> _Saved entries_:
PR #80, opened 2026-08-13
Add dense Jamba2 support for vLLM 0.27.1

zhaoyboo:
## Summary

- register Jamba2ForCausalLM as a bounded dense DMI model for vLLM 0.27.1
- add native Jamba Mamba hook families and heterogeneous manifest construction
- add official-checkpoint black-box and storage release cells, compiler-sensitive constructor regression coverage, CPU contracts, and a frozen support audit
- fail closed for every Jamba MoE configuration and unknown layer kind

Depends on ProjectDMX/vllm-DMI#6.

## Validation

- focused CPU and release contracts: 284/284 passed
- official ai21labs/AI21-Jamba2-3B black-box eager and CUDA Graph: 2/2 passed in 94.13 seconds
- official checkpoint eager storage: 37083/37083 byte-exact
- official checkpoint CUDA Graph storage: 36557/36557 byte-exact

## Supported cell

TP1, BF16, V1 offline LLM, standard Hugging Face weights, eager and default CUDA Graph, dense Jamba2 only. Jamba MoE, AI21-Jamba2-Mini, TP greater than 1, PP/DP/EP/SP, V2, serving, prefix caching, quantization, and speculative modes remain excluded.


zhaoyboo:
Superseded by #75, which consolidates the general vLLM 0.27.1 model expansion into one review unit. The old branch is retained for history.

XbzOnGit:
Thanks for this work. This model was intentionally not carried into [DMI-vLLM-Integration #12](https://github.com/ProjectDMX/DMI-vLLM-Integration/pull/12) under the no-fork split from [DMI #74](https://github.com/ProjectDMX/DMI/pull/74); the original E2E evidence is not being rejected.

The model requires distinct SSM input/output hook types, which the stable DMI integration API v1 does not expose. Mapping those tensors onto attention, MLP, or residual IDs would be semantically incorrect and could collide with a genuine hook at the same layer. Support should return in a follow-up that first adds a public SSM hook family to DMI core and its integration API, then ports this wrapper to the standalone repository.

> _Action item_:
Scan the records above. Return every line with "exact" in it.

> _Response box_:
- official checkpoint eager storage: 37083/37083 byte-exact
- official checkpoint CUDA Graph storage: 36557/36557 byte-exact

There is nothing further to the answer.